━━ Dataset content ━━

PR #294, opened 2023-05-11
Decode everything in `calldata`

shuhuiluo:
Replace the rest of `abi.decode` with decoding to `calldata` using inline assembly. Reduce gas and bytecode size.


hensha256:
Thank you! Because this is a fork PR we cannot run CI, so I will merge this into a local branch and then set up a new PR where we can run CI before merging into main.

━━━
━━ Dataset content ━━

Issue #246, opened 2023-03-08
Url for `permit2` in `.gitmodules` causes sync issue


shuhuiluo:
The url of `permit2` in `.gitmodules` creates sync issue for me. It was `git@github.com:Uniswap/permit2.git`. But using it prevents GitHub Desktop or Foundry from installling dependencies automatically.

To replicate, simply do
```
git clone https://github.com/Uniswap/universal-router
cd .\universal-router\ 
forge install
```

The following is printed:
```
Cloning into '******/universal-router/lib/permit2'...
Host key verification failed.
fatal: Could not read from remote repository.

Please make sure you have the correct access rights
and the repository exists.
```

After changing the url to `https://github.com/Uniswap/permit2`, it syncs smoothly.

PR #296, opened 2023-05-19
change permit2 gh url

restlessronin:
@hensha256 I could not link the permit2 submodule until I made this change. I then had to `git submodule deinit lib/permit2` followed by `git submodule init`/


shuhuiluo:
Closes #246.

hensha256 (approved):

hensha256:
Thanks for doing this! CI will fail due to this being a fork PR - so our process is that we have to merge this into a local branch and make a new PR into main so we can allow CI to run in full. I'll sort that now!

━━━

▶ **Exercise prompt**
Above are the records; copy exactly the lines from the line with "Replace the rest" through the line with "Thank you! Because", both included.

▶ **Response to this exercise**
Replace the rest of `abi.decode` with decoding to `calldata` using inline assembly. Reduce gas and bytecode size.


hensha256:
Thank you! Because this is a fork PR we cannot run CI, so I will merge this into a local branch and then set up a new PR where we can run CI before merging into main.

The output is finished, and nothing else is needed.